1. Visit F1. Put a Future for this in the map. Recurse to work out F2.
2. Visit F2. Put a Future for this in the map. See that F1 has already been "solved", and record the concrete solution for F2 as simply creating an F1.

This of course represents a loop in the solution's object model, but that's actually a legitimate representation of the input. If you were displaying this graphically, perhaps as a tree that gets expanded one level at a time, this would render appropriately too ("How do I create an F1? You need to make an F2. How do I create that? You need to make an F1", and so on for as many levels as the user expanded the tree).

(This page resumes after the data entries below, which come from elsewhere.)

Issue #4710, opened 2023-07-30
Multiple evaluation of regexp pattern


sorawee:
**What version of Racket are you using?**
8.10 [cs]

**What program did you run?**

```
(match "a"
  [(pregexp (begin (println 'a) "a")) 1])
```

**What should have happened?**

`'a` is printed only once, but it is printed twice.

**If you got an error message, please include it here.**

N/A

**Please include any other relevant details**

N/A

sorawee:
Fixed by #4711

PR #4711, opened 2023-07-30
match: fix pregexp pattern

### LINKED ISSUE #4281: Match documentation and implementation for pregexp are not in agreement
I'm trying to use match and realized that I needed pregexps to get the regexp features I needed.

Example:
```
> (match "12" [(regexp "\\d+") 'matched])
string:1:0
match: no matching clause for "12" [,bt for context]
> (match "12" [(pregexp "\\d+") 'matched])
'matched
```

But during my attempts to get the right code I wrote the following:

```
> (match "12" [(regexp #rx"\\d+") 'matched])
string:1:0
match: no matching clause for "12" [,bt for context]
> (match "12" [(pregexp #rx"\\d+") 'matched])
pregexp: contract violation
  expected: string?
  given: #rx"\\d+"
 [,bt for context]
```

That error message seem strange to me, since I wasn't calling pregexp directly. And so I tried to read the documentation on match.

https://docs.racket-lang.org/reference/match.html

This has examples of `regexp` working with `#rx` literals, and then documents `pregexp` as:

> like the regexp patterns, but if rx-expr produces a string, it is converted to a pattern using pregexp.

But the implementation checks if the expression produces a pregexp, and if not converts it into a pregexp

https://github.com/racket/racket/blob/448b77a6629c68659e1360fbe9f9e1ecea078f9c/racket/collects/racket/match/parse.rkt#L92-L97

My guess is the desired behavior is that  `pregexp? => #f` but `regexp? => #t` values should error out when used with the `pregexp` matcher, but probably with a better error and the documentation should be reworded to not imply that regular regexps would be accepted.

There is also interesting behavior with regards to byte-regexps and how `regexp` accepts them but `pregexp` doesn't even for `byte-pregexp? => #t` values.
```
> (match #"12" [(regexp #rx#"\\d+") 'matched])
string:1:0
match: no matching clause for #"12" [,bt for context]
> (match #"12" [(regexp #px#"\\d+") 'matched])
'matched
> (match #"12" [(pregexp #px#"\\d+") 'matched])
pregexp: contract violation
  expected: string?
  given: #px#"\\d+"
 [,bt for context]
```

sorawee:
This commit fixes two issues with the pregexp pattern.

1. Avoids unintentional expression duplication, which results in multiple evaluations (#4710)
2. Provides better error handling when a regexp value is given to pregexp pattern (#4281), along with better documentation.

Fixes #4281, #4710

### DIFF
--- a/racket/collects/racket/match/parse.rkt
+++ b/racket/collects/racket/match/parse.rkt
@@ -6,7 +6,8 @@
          "patterns.rkt"
          "parse-helper.rkt"
          "parse-quasi.rkt"
-         (for-template (only-in "runtime.rkt" matchable? mlist? mlist->list)
+         (only-in "stxtime.rkt" current-form-name)
+         (for-template (only-in "runtime.rkt" matchable? pregexp-matcher mlist? mlist->list)
                        (only-in racket/unsafe/ops unsafe-vector-ref)
                        racket/base))
 
@@ -91,15 +92,11 @@
      (trans-match #'matchable? #'(lambda (e) (regexp-match r e)) (parse #'p))]
     [(pregexp r)
      (trans-match #'matchable?
-                  (rearm
-                   #'(lambda (e)
-                       (regexp-match (if (pregexp? r) r (pregexp r)) e)))
+                  #`(pregexp-matcher r '#,(current-form-name))
                   (Pred #'values))]
     [(pregexp r p)
      (trans-match #'matchable?
-                  (rearm 
-                   #'(lambda (e)
-                       (regexp-match (if (pregexp? r) r (pregexp r)) e)))
+                  #`(pregexp-matcher r '#,(current-form-name))
                   (rearm+parse #'p))]
     [(box e) (Box (parse #'e))]
     [(vector es ...)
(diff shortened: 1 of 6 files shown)


racket/collects/racket/match/parse.rkt
```diff
@@ -52,6 +53,16 @@
...
           (if (eq? ddk-size #t) 0 ddk-size)))
 
+(define (make-pregexp-matcher r)
+  #`(lambda (e)
+      (let ([r #,r])
+        (regexp-match
+         (cond
+           [(pregexp? r) r]
+           [(string? r) (pregexp r)]
+           [else (raise-argument-error '#,(current-form-name) "(or/c pregexp? string?)" r)])
```
sorawee, line 63: Not sure if `raise-argument-error` is the right thing to use here.

mflatt:
@samth - does this look ok to you?

racket/collects/racket/match/parse.rkt
samth: This seems ok to me.

racket/collects/racket/match/parse.rkt
```diff
@@ -52,6 +53,16 @@
           (rest suffix)
           (if (eq? ddk-size #t) 0 ddk-size)))
 
+(define (make-pregexp-matcher r)
+  #`(lambda (e)
```
samth, line 57: It seems like this function could be defined once and then referenced in the generated code.

sorawee: Fixed.

samth (approved):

(Note that while this sounds silly it can actually reflect some valid scenarios; e.g. in Fallout: New Vegas, several crafting recipes convert between different energy ammo types. Thus to make a Microfusion Cell you need three Small Energy Cells. And to make three Small Energy Cells you need a Microfusion Cell. This would create a loop in the graph, but in this case is actually valid input. I'm just pointing this out in case you're assuming that loops are always wrong input.)

If it is possible for a recipe to have alternatives, perhaps somewhere between these two approaches is the best bet. Follow all of the alternative paths, but if you get into an infinite loop, stop following that one and go with the others.